Another way to milk more fees from us lowly owners.

It doesn't matter how many of what collection lalalalalala
DRI has the BODs at all their resorts packed with their people.


----------



## callwill (Feb 13, 2021)

Im not a DRI owner but i think If one had bought simply to use at that specific resort without exchange i would be angry that i must now underwrite the exchange practices of others.


----------



## Arusso (Feb 13, 2021)

NiteMaire said:


> You may have seen my post discussing my recent purchase.  I enrolled in DX, but I also wanted to have my unit in II.  The II first rep I talked with said Diamond was not allowing my unit in II.  I found this difficult to believe so I called Diamond.  The Diamond rep stated they are not stopping me from using my unit in II.  Then, she dropped a bombshell…
> 
> She told me that Sedona Summit will have all owners enrolled in DX next year.  I told her I was a resale owner, and she acknowledged it.  She said the Sedona Summit BOD voted to include ALL owners in DX.  So, in addition to the standard increase, MFs will include an additional amount for DX membership (no amount stated).  She said DRI wants all their properties to do this.
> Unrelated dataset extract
Issue #109, opened 2026-06-12
Implement DID + Ed25519 per-RPC signing in the daemon


RevealUIStudio:
Tracking issue for ADR 2026-05-16-revdev-did-ed25519-rpc-signing (accepted 2026-06-11).\n\nThe daemon currently binds agent identity at socket-connect time with no per-call cryptographic verification. The ADR specifies the full design.\n\nWork items:\n- PGlite schema: agent_identity, agent_identity_keys, agent_identity_nonces tables\n- Key generation: Ed25519 keypair on session.register; stored in revvault at revdev/agents/<agentId>/identity/ed25519-{private,public}\n- DID format: did:revfleet:<agentId>:<fingerprint> (base58btc(sha256(pubkeyBytes)))\n- Signature envelope: method + params hash + nonce + timestamp + kid signed with node:crypto only\n- Verification middleware for all non-IDENTITY_EXEMPT RPCs\n- Rollout: opt-in phase then mandatory phase\n\nAcceptance: all non-exempt RPCs carry valid Ed25519 signatures; nonce replay prevented; zero new external crypto deps; tests for sign/verify, replay, rotation grace period.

Sedona Summit was the first to sign up.  Since then, other resorts (none given and I didn’t ask) have agreed to do the same.
> 
> ...


The consequences of having the developer as the dominant decision maker is obvious.  As is shown by fellow Tuggers, DR owns most of the units/intervals in their respective collections.  Therefore, according to the HOA By-Laws, the majority membership of the BOD would be represented by DR's employees.  The HOA also votes to contract management services.  Here too, the DR management company is so contracted to provide services.  It is important to recall that the HOA's By-laws were drafted during a different era in the history of TS.  At that time units were deeded and therefore actually owned by individuals or entities.  The "owners"  had a majority, they owners had the majority seats.  The business model is no longer the same as new sales are RTU via a contract not tied to a specific deed.   To this add the number of "deed back" intervals branded developers


NiteMaire said:


> You may have seen my post discussing my recent purchase.  I enrolled in DX, but I also wanted to have my unit in II.  The II first rep I talked with said Diamond was not allowing my unit in II.  I found this difficult to believe so I called Diamond.  The Diamond rep stated they are not stopping me from using my unit in II.  Then, she dropped a bombshell…
> 
> She told me that Sedona Summit will have all owners enrolled in DX next year.  I told her I was a resale owner, and she acknowledged it.  She said the Sedona Summit BOD voted to include ALL owners in DX.  So, in addition to the standard increase, MFs will include an additional amount for DX membership (no amount stated).  She said DRI wants all their properties to do this. Sedona Summit was the first to sign up.  Since then, other resorts (none given and I didn’t ask) have agreed to do the same.
> 
> ...


Not at all surprising.  DR owns the intervals and deeds and therefore controls the HOAs according to the By-laws.   These documents were conceived, drafted and enacted long ago during a different era when deeded ownership/intervals were used to determine the number of seats allocated to Directors.  With the effect of "deed-back" programs along with new intervals sold as RTU (no longer deeded),  the properties can never again be controlled by a decreasing number of actual "owners."  My understanding is that there is a difference between owner and user. All owners are potential users at their home resort but users are not necessarily owners even though contracts refer to a particular resort.  The bottom line is if you don't own it, you can't control it. Ultimately, what we are witnessing in the TS industry is that it has transformed, for legitimate reasons, into a vacation club variant to accommodate a newer generation of vacationer who wants nothing to do with a life-time commitment and owners who want to dispose of property they no longer desire.


----------



## NiteMaire (Feb 13, 2021)

There's still a question outstanding.  Since DX is included in the MF for traditional weeks, do multi-week owners at participating resorts pay multiple times for DX?  Until now, owners paid one fee for DX and could deposit multiple traditional week intervals (similar to II where you pay one membership fee, but can deposit multiple resorts).  @cindyc (or any other multi-week owner) as a multi-week owner at Sedona Summit, can you shed any light on being charged multiple times?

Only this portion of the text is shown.